Contraceptive counseling and services

  • Number and type of contraceptives dispensed on site
  • Number and percentage of women who received contraceptive counseling
  • Number and percentage of women desiring contraception who received a method
  • Observe counseling
  • Conduct exit interviews
  • Review logbooks
  • How well were women counseled about available contraceptive methods?
  • Did women leave with a desired method or information?
  • Did women have to go to another facility to receive a contraceptive method?

Client satisfaction

  • Percentage of women who indicate that they received respectful care
  • Percentage of women who agree that services fees are reasonable
  • Conduct exit interview
  • Review service fee charges
  • Did women feel that they were treated respectfully?
  • Did women think the amount that they had to pay for services was reasonable?

The table above could serve as a useful tool for monitoring quality of care at the facility level.
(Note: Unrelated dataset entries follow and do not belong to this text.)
PR #4508, opened 2020-02-07
BGL: fix doc of graph_has_property

MaelRL:
## Summary of Changes

The package BGL has documentation split between `doc/CGAL` and `include/CGAL`. The doc for `graph_has_property` was erroneously put into `include/CGAL` and thus it didn't show up in the doc.

External indices property tags are also undocumented despite being used in most `Polyhedron_3` examples, but I don't know if we really want to document them (@sloriot ?); sounds to me like it would be better to phase out `Polyhedron_3` from example.

## Release Management

* Affected package(s): `BGL`

### DIFF
--- a/BGL/doc/BGL/CGAL/boost/graph/properties.h
+++ b/BGL/doc/BGL/CGAL/boost/graph/properties.h
@@ -4,11 +4,6 @@ namespace boost {
 /// \ingroup PkgBGLProperties
 /// @{
 
-/// The constant `edge_index` is a property tag which identifies the <i>index</i> property of an edge of a \sc{Bgl}
-/// <a href="https://www.boost.org/libs/graph/doc/Graph.html"><code>Graph</code></a>.
-/// \cgalModels <a href="https://www.boost.org/libs/graph/doc/PropertyTag.html"><code>PropertyTag</code></a>
-enum edge_index_t { edge_index};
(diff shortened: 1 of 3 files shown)


lrineau:
Why not add that header to `INPUT` in `BGL/doc/BGL/Doxyfile.in`?

MaelRL:
I would have to hide code that in ::CGAL:: and which is not documented. Since the doc header already exists, I'd rather use it than pollute the header in `include/CGAL` with more `ifndef DOXYGEN_RUNNING`.

Ideally the doc wouldn't be split in BGL...

MaelRL:
https://travis-ci.org/CGAL/cgal/jobs/647383669 travis failed on its own, but I don't have the option to restart jobs anymore.

lrineau:
I have restarted the Travis job. I do not know why you could not. Anyway, the Travis checks are now green.

MaelRL:
Thanks.

Restart might require push access for some reason, or some privilege that was removed when you created the new groups.

sloriot:
I don't like the external tags but we should at least document them so that we can deprecate them, or they were never documented and we just deprecate them. Maybe they are now useless anyway since we have dynamic maps (except the initialization issue).

maxGimeno:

Facility directors and program managers are encouraged to develop and apply such tools as part of their monitoring plans.

Appendix I: Consent Form

Consent Form for Uterine Evacuation

Draft

After having consulted with my health service provider about my health condition, I, (name of client) , hereby consent to a procedure for safe termination of pregnancy. I have been counseled and informed about the alternative methods and about the possible side effects and outcomes of the procedure.
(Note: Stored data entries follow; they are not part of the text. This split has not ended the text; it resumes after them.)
PR #4513, opened 2020-02-10
add arithmetic operations

Mr-Leshiy:
Add some simple arithmetic operations into the Point_2 and Point_3 classes.

P.S:
It is my first pull request into this repo, now I am in a learning process of the project codebase. So I am open to any comments :). I have some ideas what to add in this library. With this PR I want to understand how to work with this repo.

### DIFF
--- a/Kernel_23/include/CGAL/Point_2.h
+++ b/Kernel_23/include/CGAL/Point_2.h
@@ -174,6 +174,48 @@ public:
                   R().construct_opposite_vector_2_object()(v));
     return *this;
   }
+  
+  Point_2<R_>&
+  operator+=(const typename Point_2<R_> &p)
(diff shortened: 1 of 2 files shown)


sloriot:
Thanks for the PR but we won't be able to merge it as it breaks [one fundamental rule of kernel](https://doc.cgal.org/latest/Kernel_23/index.html):  *...the kernel, which consists of constant-size non-modifiable geometric primitive...*. Even turning those into global operators will not make it into CGAL as (even if convenient) this would also break mathematical rules: You cannot multiply a point by a scalar, add two points,... You can do that with a vector however.

For those reasons I'm closing this PR. Thanks anyway for taking the time to contribute.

In the event of complications arising during the procedure, I request and authorize the responsible health service provider to do whatever is necessary to protect my health and wellbeing.

I confirm that the information that
I provided to my health service provider is accurate.

Signature Date

 

Appendix II: Universal Precautions

Health-care workers involved in providing abortion services should follow these universal precaution measures in order to prevent the transmission of infection from providers to patients, from patients to providers, and to the community:

Wash hands thoroughly with soap and water immediately
before and after contact with each patient.
Use high-level disinfected or sterile gloves,
replacing them between patients and procedures.
Never use gloved hands to open and close doors or to
process instruments.
Wear clean gowns, aprons, goggle, and masks.
Clean floors, beds, toilets, walls, and rubber draw
sheets with detergents and hot water. If they are soaked with blood or
body fluids, use a 0.5% chlorine solution.
Wear heavy-duty gloves when cleaning surfaces and
washing bed sheets spilled with blood and body fluids and when processing
equipment for reuse.
Dispose of waste contaminated with blood, body fluids,
laboratory specimens, or body tissues safely, following facility protocols.
Avoid recapping needles whenever possible. If necessary,
use the scoop method.
Dispose of sharps in puncture-resistant containers
and bury or incinerate them.
All reusable instruments should be soaked in a 0.5%
chlorine solution and cleaned with soap and water immediately after use
and sterilized or high-level disinfected.

 

Appendix III: Instrument Processing

Follow specific instructions for processing medical instruments, as appropriate. For instruments and equipment that can be reprocessed through high-level disinfection, follow the steps described below:

Decontamination:
Soak instruments in a 0.5% chlorine solution for 10 minutes.
Cleaning:
Clean instruments with warm water and detergent; do not use soap. Wear
masks and heavy-duty gloves during cleaning. Disassemble the instrument
and make sure all the parts are cleaned thoroughly.
High-level
disinfection:

  • Soak in a 0.5% chlorine solution for 20 minutes; or
  • Boil for 20 minutes.

Note: Rinse with sterile water after processing with chemicals and dry with a sterile towel.

· Store or use immediately: After instruments are processed, they should be kept in a dry, sterile or high-level disinfected container, protected from dust and other contaminants. Instruments processed with boiling or solutions should be reprocessed every two days until used.

Metallic instruments such as tenaculum, speculum, and curettes should be sterilized using steam autoclave at a temperature of 121oC at a pressure of 106
KPa for 20 minutes (following the instructions of the autoclave being used).